L’aide sociale a été créée pour aider les personnes en fonction de leurs moyens et de leurs besoins. Il faut trouver un équilibre entre les besoins de la personne et ses moyens. Les démunis ont des besoins multiples et leurs moyens sont limités. L’insécurité financière cause un stress qui les désorganise. Ils ont des difficultés fonctionnelles, des difficultés d’adaptation, de compréhension, d’organisation. Le manque de scolarité est un problème pour plusieurs. Maintenant, il y a aussi les nouveaux analphabètes, ceux qui ne savent pas utiliser l’informatique. Les employeurs, le gouvernement, tout le monde s’attend à ce qu’ils puissent avoir accès à internet, mais ça coûte cher et plusieurs n’ont jamais appris à s’en servir. C’est une sérieuse barrière à leur intégration sociale, à l’information et aux services.
Comment le gouvernement pourrait-il mieux soutenir les personnes en situation de pauvreté?
Le système d’aide sociale est de plus en plus informatisé, il n’y a plus de soutien personnel.

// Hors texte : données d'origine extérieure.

PR #95, opened 2019-03-14
run ngOnDestroy for service after every test

MartinNuc:
Fixes https://github.com/NetanelBasal/spectator/issues/92

I tried to simulate the tests exactly like it happened to us. Part of the problem is also that a single subject is used across multiple tests (could be issue with `ReplaySubject` for example). If it created a new subject every time it would cause only memory leak :-)

Also this sort of black-box-testing depends on the order of tests. General approach is to randomise test execution order. Then this test would not be reliable.

### DIFF
--- a/projects/spectator/src/lib/service.ts
+++ b/projects/spectator/src/lib/service.ts
@@ -42,6 +42,13 @@ export function createService<S>(options: Params<S> | Type<S>): SpectatorService
     TestBed.configureTestingModule(module);
   });
 
+  afterEach(() => {
+    const testedService = TestBed.get(service);
+    if (typeof testedService.ngOnDestroy === 'function') {
+      testedService.ngOnDestroy();
+    }
+  });
+
   return {
     get service(): S {
       return TestBed.get(service);
--- a/src/app/ng-on-destroy.service.spec.ts
+++ b/src/app/ng-on-destroy.service.spec.ts
@@ -1,0 +1,36 @@
+import { NgOnDestroyService, ngOnDestroySpy } from './ng-on-destroy.service';
+import { SubjectService } from './subject.service';
+import { createService } from '@netbasal/spectator';
+import { mockProvider } from '@netbasal/spectator/jest';
+import { Subject } from 'rxjs';
+
+describe('NgOnDestroyService', () => {
+  const spyAcrossMultipleTests = jasmine.createSpy('ngOnDestroy test spy');
+  const subjectAcrossMultipleTests$ = new Subject();
+  const spectator = createService({
+    service: NgOnDestroyService,
+    providers: [
+      {
+        provide: ngOnDestroySpy,
+        useValue: spyAcrossMultipleTests
+      },
+      mockProvider(SubjectService, {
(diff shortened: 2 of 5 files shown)


NetanelBasal:
What about creating a new service instance `beforeEach`? It will solve the issue, no?

MartinNuc:
I think a new service instance IS created in `beforeEach` by `TestBed.configureTestingModule(module);`. If you mean calling `mockProvider` again that would still cause memory leak because the rxjs subscription from previous test is never unsubscribed :-(

That happens btw also when someone doesn't implement ngOnDestroy for clean up.

And one more thing - will this solution work with https://github.com/NetanelBasal/ngx-take-until-destroy ?

NetanelBasal:
Yes, it should work. What about passing a factory function someway?

NetanelBasal:
No, it will not work. `mockProvider` function is called once, therefore we always have one instance of `Subject`. I can't see any soultion for that other than using spies and return new `Subject` in every `it`.

NetanelBasal:
If the user passes somehow a factory function, we could do something like:

```ts
  beforeEach(() => {
    (options.providers || []).forEach(type => module.providers.push(type));
    TestBed.configureTestingModule(module);
  });
```

MartinNuc:
The proposed solution still doesn't solve the memory leak from ongoing subscription.

I think the main problem is that the same subject is used across multiple tests:

```
mockProvider(SubjectService, {
   subject$: subjectAcrossMultipleTests$
})
```

We need to provide a new subject for every test. Therefore as you say - use factory method for mocking properties:

```
let newSubjectForEveryTest$;

...

mockProvider(SubjectService, {
   subject$: () => { // "factory" - but very confusing API ... I am againts this one.
      newSubjectForEveryTest$ = new Subject();
      return newSubjectForEveryTest$;
   }
})

...

beforeEach(() => {
   newSubjectForEveryTest$ = spectator.get(SubjectService).subject$;
})
```

dirkluijk:
Interesting topic.

Just as a side note, apart from finding a solution, isn't it a bad practice to subscribe from within a service? I mean, in the end your components are always somehow the consumers? If yes, then I would provide a transformed observable in the service. And components life-cycles are always handled automatically.

MartinNuc:
@dirkluijk in general it doesn't have to be a subscription. It could be just `setInterval` and it creates same problem.

Dunno if it's a bad practice. We have a service which listens for router navigation events. It's not related to any component at all.

dirkluijk:
Valid examples. 😉 I will try to help finding a nice solution.

dirkluijk:
@NetanelBasal can we merge this PR?

NetanelBasal:
@MartinNuc I can't remember. Does this solution work?

MartinNuc:
@NetanelBasal yes it works although it doesn't solve all cases. It's more about the way how one writes tests.

Nevertheless I think ngOnDestroy should be called anyways - that's what this PR brings.

dirkluijk:
Closed in favour of https://github.com/ngneat/spectator/pull/161.

PR #96, opened 2019-03-20
fix(jest): fix for incorrect typing of SpyObject for Jest

dirkluijk:
Just upgraded to Jest 24, and got compiler errors. I think the reason this bug was nog blocking before, is that `@types/jest@24.0.0` is more strict with generics.

**The issue**
Given an interface:
```typescript
interface Person {
  name: string;
  saySomething: () => string;
}
```

when you define `SpyObject<Person>` as `{ [P in keyof Person]: Person[P] & jest.Mock<Person>`, then `personSpyObject.saySomething` would be a `() => string & jest.Mock<Person>`. That is wrong, because it should be a `jest.Mock<string>`.

To get the return type of `Person[P]` I use `ReturnType` combined with conditional types from Typescript 2.8. Awesome stuff by the way.

### DIFF
--- a/projects/spectator/jest/src/mock.ts
+++ b/projects/spectator/jest/src/mock.ts
@@ -1,7 +1,7 @@
 import { Provider, Type } from '@angular/core';
 import { CompatibleSpy, SpyObject as BaseSpyObject, installProtoMethods } from '@netbasal/spectator';
 
-export type SpyObject<T> = BaseSpyObject<T> & { [P in keyof T]: T[P] & jest.Mock<T> };
+export type SpyObject<T> = BaseSpyObject<T> & { [P in keyof T]: T[P] & (T[P] extends (...args: any[]) => infer R ? jest.Mock<R> : T[P]) };
 
 export function createSpyObject<T>(type: Type<T>, template?: Partial<Record<keyof T, any>>): SpyObject<T> {
   const mock: any = template || {};
--- a/projects/spectator/package.json
+++ b/projects/spectator/package.json
@@ -27,5 +27,8 @@
     "jquery": "3.3.1",
     "schematics-utilities": "^1.1.1"
   },
+  "peerDependencies": {
+    "typescript": ">= 2.8.0"
+  },
   "schematics": "./schematics/collection.json"
 }


dirkluijk:
Build is now stable.

NetanelBasal:
It might be a breaking change because maybe there are people that from some reason are still in < 2.8.

dirkluijk:
Strictly speaking yes.

I checked it on our project, but this change seems to be perfectly backwards compatible with Jest 23.x.

The reason is that it was already wrong since the beginning of the Jest support in Spectator, but Jest 24 has a lot of TypeScript improvements and on Jest 23.x one would not get any errors from it.

dirkluijk:
Oh, sorry. You meant Typescript < 2.8.
Yes, totally right. Didn't think of that.

Angular 6 depends on TypeScript 2.7
but Angular 7 depends on TypeScript 3.1
and Angular 8 depends on TypeScript 3.3.

Can we drop support for Angular 6 and introduce a new (major?) version of Spectator?

NetanelBasal:
Yes, and you could also upgrade to Jest 24?

dirkluijk:
Yes, but this fix is required for Jest 24. ;) Otherwise you get compile errors.

NetanelBasal:
Sure

dirkluijk:
@NetanelBasal what fix would you suggest for now? `Mock<any>` or the breaking TS 2.8 change? 😁

NetanelBasal:
I'm suggesting to release a new major version and update both Jest and Typescript.

dirkluijk:
Just simplified it a bit and added Typescript 2.8 as peer dependency.

NetanelBasal:
Does this require a major release?

dirkluijk:
I ‘m not sure. Spectator API itself hasn’t changed, but its peer dependencies have.

Strictly speaking, it should. I know Angular does TS upgrades for major versions as well.

See also https://github.com/semver/semver/issues/148.

It’s up to you to decide. ;)

NetanelBasal:
I'm not sure if someone is still using Angular 6 🤔. I don't think it's worth a new major version.

NetanelBasal:
3.6.0

PR #103, opened 2019-04-18
Add exact text matcher support

YoeriNijs:
During our daily work, we discovered that the toHaveText matcher is not accurate for exact matches. For instance, you can have this line of code:

`expect('foo').toHaveText('bar'); // true`

This is true, of course. However, this is true as well:

`expect('foo').toHaveText(''); // true`
`expect('foo').toHaveText('ar'); // true`

In order to have an exact text matcher, I have added the toHaveExactText matcher. It works as follows:

`expect('foo').toHaveExactText('bar'); // true`
`expect('foo').toHaveExactText('ar'); // false`

Furthermore, one can call the exact matcher by adding an additional property to the original matcher as well:

`expect('foo').toHaveText('ar', false); // true`
`expect('foo').toHaveText('ar', true); // false`

What do you guys think of this? Please, feel free to change the code in this PR if you believe your change fits better.

### DIFF
--- a/projects/spectator/jest/src/matchers-types.d.ts
+++ b/projects/spectator/jest/src/matchers-types.d.ts
@@ -20,7 +20,9 @@ declare namespace jest {
 
     toHaveProperty(prop: string, val: string | boolean): boolean;
 
-    toHaveText(text: string | Function): boolean;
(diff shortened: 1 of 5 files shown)


NetanelBasal:
Thanks!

Le système d’aide gouvernementale s’est détérioré. Il n’est pas adapté aux capacités de ces personnes, qui ont surtout besoin d’un soutien personnel, de quelqu’un qui puisse les aider, les guider, les protéger sans vouloir tout décider pour eux. Les gens ont de la difficulté à avoir accès à de l’aide. Les services se sont appauvris. La situation empire. Les gens ont besoin que quelqu’un les aide à remplir un formulaire, à écrire une lettre, à défendre leurs droits. Je dirais que 50 % de mon travail consiste à écrire pour eux. Je suis ce qu’on appelle un écrivain public. Et comme je ne reçois pas d’aide du gouvernement, j’ai une liberté que je n’aurais pas si j’étais fonctionnaire.
Ça vous donne la possibilité de critiquer certaines politiques du gouvernement, de dénoncer certaines décisions et de soulever des lacunes dans le système. Au nom de tous ceux et de toutes celles que vous défendez depuis si longtemps, un gros merci!
Bernadette Landry milite depuis des décennies contre toutes sortes d’injustices sociales. Elle est membre du Comité régional Dieppe-Moncton de l’Association francophone des aîné·es du Nouveau-Brunswick et de la Coalition du Nouveau-Brunswick sur la santé.